• _Your task_
Give again only those lines from the start of the entries through the line holding "Although, it's probably", leaving them as they are.

--- Entries shown Enclosed Below ---

PR #1151, opened 2023-04-01
Remove options menu from main menu

Kurtsley:
Removes options menu from main menu. Since I didn't get a ton of feedback on this issue, I'll just drop this here in case a consensus is reached. Code commented out instead of deleted to seem more temporary.

### DIFF
--- a/data/forms/mainmenu.form
+++ b/data/forms/mainmenu.form
@@ -33,18 +33,19 @@
         <size width="300" height="32"/>
         <font>smalfont</font>
       </textbutton>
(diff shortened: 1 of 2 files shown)


FilmBoy84:
Looks good to me - I agree, commenting out rather than fully removing is the best approach

Although, it's probably an idea to add a note to explain why it's commented out. Something like

`// options menu commented out until a more useful purpose for it is returned to the game`

This way we don't lose why it's not visible further down the line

--- End of Enclosed Entries shown ---

• _Reply_
PR #1151, opened 2023-04-01
Remove options menu from main menu

Kurtsley:
Removes options menu from main menu. Since I didn't get a ton of feedback on this issue, I'll just drop this here in case a consensus is reached. Code commented out instead of deleted to seem more temporary.

### DIFF
--- a/data/forms/mainmenu.form
+++ b/data/forms/mainmenu.form
@@ -33,18 +33,19 @@
         <size width="300" height="32"/>
         <font>smalfont</font>
       </textbutton>
(diff shortened: 1 of 2 files shown)


FilmBoy84:
Looks good to me - I agree, commenting out rather than fully removing is the best approach

Although, it's probably an idea to add a note to explain why it's commented out. Something like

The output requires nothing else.